Très récemment, la campagne de Heffermehl a atteint un point culminant stupéfiant lorsqu'un ancien président du Comité (2009-2015) a déclaré que la compréhension de la paix par Nobel (et des « champions de la paix ») devrait être le principe directeur du Comité et impose des restrictions sur la nature de la paix. travail qui peut être considéré pour le prix. Il s'agit de l'éminent homme politique Thorbjørn Jagland, ancien Premier ministre et ministre des Affaires étrangères norvégien. En 2009, il a cumulé les fonctions de président du comité Nobel et de président du Parlement, puis de membre du comité et de secrétaire général du Conseil de l'Europe. Dans ses mémoires (2021), il écrit qu'« il ne fait aucun doute qu'Alfred Nobel voulait que le monde surmonte le nationalisme et le militarisme. Un nouvel ordre mondial devait se développer – il voulait faire quelque chose avec le monde. Il est clair que les critères énoncés dans le testament constituent des restrictions quant à la personne à qui le prix peut être attribué. Elle ne peut être accordée à toutes les personnes de bonne volonté qui souhaitent le meilleur pour l’humanité. Les lauréats du prix doivent avoir un programme clair dont on peut dire qu'il mène à l'objectif de l'abolition du militarisme et du nationalisme et à la formation d'un nouvel ordre international. Heffermehl a cité les paroles de Jagland dans son discours lors d'un événement au centre d'Oslo en novembre dernier, inaugurant Le vrai prix Nobel de la paix et a affirmé à juste titre qu’il avait désormais un allié aux références irréprochables. Il se pourrait bien que Jagland ait finalement été convaincu par l’affaire poursuivie avec tant de ténacité par Heffermehl. Heffermehl a déclaré : « Je souhaite déclarer terminée ma guerre de seize ans avec les lauréats du prix Nobel. Nous pouvons procéder sur la base d'une interprétation commune. Il est ironique qu’il décède quelques semaines plus tard à ce moment crucial. Reste à savoir si sa campagne aura eu un impact durable sur les futures décisions du Comité Nobel.

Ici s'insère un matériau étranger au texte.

PR #224, opened 2021-01-05
Reorganize repo to focus on a single implementation

### LINKED ISSUE #221: Archive/remove legacy prototype code and folders
There is a lot of conflicting code and documentation in this repository that needs to be cleaned up.

daviwil:
This repo contains two different prototypes of the ADL language.  Since we've picked a direction to move forward with, it made sense to move some of the code to an `.archive/` folder in the repo for the time being until we decide we no longer need to draw ideas from it.

The majority of the changes here are file moves but there are some minor changes and additions here and there (mostly toward the end of the list of changed files) to update `rush.json`, project references, and CI pipelines.

It might be helpful to browse the repo for the branch I've been working on to see what the new layout looks like:

https://github.com/Azure/adl/tree/reorganize

Fixes #221.


bterlson:
I like it. But should `./adl` be `./src` maybe?

I also wonder if we should prepare for monorepo with lerna or rush and have a top-level packages folder? If we want to use npm to distribute adl extensions/bindings/whatever, we may want to have a blessed set in the repo. E.g. a few I can think of:

* azure/adl - the core language
* azure/adl-rest - official rest API bindings (@​get/@​post/etc, @​header, @​path, @​resource)
* azure/adl-grpc - official grpc bindings
* azure/adl-gql - official graphql bindings
* azure/adl-autorest - bindings and codegen for existing autorest toolchain (supporting the ADL→swagger→autorest toolchain).
* azure/adl-rpaas - RPaaS bindings and codegen

nguerrera:
Looks good. Pulled this down and played with it a bit. I found that the mocha test explorer was giving an error and seemed to be due to a stale pointer to adl/core project. This fixed it: https://github.com/Azure/adl/compare/reorganize...nguerrera:test-explorer-fix

nguerrera:
> But should ./adl be ./src maybe?

+1, adl/adl has always thrown me for a loop. :)

daviwil:
@bterlson Yep, I sent you an IM about that earlier today :)  Changing the monorepo structure was my next task, just wanted to get this cleanup out of the way first.

Are you suggesting the top-level packages folder start with `azure/` or `packages/azure/...` ?  Personally I think `packages/` is better then we can have further specialization inside of it depending on what all we need,

@nguerrera Thanks!  I'll integrate that fix.

nguerrera (approved):

bterlson:
Sorry that was unclear, those were package names not file paths. Ignore the `azure` prefix for a strawman for what goes under `packages`, but I'm not married to any of it.

bterlson (approved):

daviwil:
OK! I'll pick up Nick's fix and then do the final moves of everything into `packages/`.  Thanks!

(Dr) Peter van den Dungen est maître de conférences/conférencier invité (1976-2015) en études sur la paix, Université de Bradford, Royaume-Uni ; chercheur invité, Institut Nobel norvégien (2000) ; Auteur de plusieurs publications sur le prix Nobel de la paix, dont certaines publiées par l'Institut.

une réponse

  1. Un homme si bon, avec une boussole morale forte et claire. Son énergie et sa détermination à faire ce qui était juste étaient vraiment remarquables. Quelle bénédiction il a été pour les campagnes internationales visant à libérer Mordechai Vanunu et pour la lutte pour un monde pacifique et sans nucléaire. Je suis tellement heureux de l'avoir connu et de l'avoir appelé mon ami.